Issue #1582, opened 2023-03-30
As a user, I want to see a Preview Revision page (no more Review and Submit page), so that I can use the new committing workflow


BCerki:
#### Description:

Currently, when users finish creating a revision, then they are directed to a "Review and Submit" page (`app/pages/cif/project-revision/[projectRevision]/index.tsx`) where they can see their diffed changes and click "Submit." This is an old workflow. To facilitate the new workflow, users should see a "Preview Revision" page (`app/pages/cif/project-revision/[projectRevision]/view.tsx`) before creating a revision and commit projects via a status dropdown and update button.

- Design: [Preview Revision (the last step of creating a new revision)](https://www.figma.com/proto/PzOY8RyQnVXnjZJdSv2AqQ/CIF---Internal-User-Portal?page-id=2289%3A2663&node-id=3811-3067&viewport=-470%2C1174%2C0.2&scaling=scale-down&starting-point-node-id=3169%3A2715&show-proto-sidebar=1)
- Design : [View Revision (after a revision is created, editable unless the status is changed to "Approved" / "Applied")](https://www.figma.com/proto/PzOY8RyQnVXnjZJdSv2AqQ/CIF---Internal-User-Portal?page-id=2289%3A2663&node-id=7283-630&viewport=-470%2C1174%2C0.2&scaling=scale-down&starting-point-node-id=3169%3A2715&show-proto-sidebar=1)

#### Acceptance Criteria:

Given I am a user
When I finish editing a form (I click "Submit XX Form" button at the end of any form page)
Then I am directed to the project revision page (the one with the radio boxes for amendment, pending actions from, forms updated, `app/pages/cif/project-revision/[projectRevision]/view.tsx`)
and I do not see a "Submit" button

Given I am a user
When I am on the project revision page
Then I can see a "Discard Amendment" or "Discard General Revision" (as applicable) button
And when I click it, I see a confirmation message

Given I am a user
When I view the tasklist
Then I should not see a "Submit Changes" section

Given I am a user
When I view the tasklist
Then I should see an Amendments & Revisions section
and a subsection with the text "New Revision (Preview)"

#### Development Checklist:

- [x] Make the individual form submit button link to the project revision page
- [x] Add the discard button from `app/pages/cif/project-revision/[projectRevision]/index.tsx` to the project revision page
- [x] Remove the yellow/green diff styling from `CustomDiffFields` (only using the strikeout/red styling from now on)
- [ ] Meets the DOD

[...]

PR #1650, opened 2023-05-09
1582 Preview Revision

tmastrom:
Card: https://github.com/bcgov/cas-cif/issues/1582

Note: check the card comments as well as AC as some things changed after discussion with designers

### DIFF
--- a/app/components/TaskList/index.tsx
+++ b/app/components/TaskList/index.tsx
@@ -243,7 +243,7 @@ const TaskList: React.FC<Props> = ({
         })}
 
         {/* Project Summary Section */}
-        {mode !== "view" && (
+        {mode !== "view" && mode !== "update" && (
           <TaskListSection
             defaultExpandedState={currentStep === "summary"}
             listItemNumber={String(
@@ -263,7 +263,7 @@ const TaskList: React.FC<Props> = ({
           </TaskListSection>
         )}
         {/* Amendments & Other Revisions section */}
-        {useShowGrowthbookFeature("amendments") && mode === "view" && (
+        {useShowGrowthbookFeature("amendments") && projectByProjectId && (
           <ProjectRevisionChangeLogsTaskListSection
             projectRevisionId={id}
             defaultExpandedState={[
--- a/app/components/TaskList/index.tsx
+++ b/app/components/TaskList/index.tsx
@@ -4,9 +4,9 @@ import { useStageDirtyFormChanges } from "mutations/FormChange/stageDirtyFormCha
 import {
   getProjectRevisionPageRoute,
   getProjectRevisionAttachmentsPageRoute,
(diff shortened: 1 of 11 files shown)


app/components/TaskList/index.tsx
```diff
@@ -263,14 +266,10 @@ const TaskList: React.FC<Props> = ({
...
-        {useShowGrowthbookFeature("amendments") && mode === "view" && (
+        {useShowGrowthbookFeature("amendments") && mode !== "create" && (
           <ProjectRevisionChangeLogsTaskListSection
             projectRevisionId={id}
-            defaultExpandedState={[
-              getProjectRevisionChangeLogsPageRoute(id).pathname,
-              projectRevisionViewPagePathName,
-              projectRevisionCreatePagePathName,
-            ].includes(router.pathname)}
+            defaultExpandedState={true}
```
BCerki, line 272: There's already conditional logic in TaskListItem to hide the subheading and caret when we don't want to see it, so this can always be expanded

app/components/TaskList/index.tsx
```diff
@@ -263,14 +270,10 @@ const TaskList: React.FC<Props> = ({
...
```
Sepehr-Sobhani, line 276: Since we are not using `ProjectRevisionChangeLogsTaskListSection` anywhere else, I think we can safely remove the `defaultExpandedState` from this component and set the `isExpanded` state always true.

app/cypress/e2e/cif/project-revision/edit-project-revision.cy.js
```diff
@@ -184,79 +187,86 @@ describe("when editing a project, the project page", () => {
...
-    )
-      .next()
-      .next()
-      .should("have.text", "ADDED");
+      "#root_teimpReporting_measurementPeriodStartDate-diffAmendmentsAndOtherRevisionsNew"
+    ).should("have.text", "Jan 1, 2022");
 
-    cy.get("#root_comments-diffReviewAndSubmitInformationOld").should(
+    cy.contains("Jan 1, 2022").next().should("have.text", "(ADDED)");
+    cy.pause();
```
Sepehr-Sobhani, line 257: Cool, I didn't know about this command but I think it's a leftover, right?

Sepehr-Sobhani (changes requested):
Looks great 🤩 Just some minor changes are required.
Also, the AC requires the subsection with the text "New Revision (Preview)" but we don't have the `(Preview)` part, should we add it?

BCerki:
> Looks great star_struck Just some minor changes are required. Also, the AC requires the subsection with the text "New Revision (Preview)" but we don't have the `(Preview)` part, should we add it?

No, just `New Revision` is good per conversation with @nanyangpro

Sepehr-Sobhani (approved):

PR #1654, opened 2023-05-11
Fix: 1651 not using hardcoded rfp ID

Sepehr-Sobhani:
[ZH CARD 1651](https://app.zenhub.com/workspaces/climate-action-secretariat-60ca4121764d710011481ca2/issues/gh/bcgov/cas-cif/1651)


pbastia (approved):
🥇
**********
_TASK TO COMPLETE_
Lines containing the word "Sepehr" must be found in the data above and copied.

_EXERCISE RESPONSE_
Sepehr-Sobhani, line 276: Since we are not using `ProjectRevisionChangeLogsTaskListSection` anywhere else, I think we can safely remove the `defaultExpandedState` from this component and set the `isExpanded` state always true.
Sepehr-Sobhani, line 257: Cool, I didn't know about this command but I think it's a leftover, right?
Sepehr-Sobhani (changes requested):
Sepehr-Sobhani (approved):
Sepehr-Sobhani:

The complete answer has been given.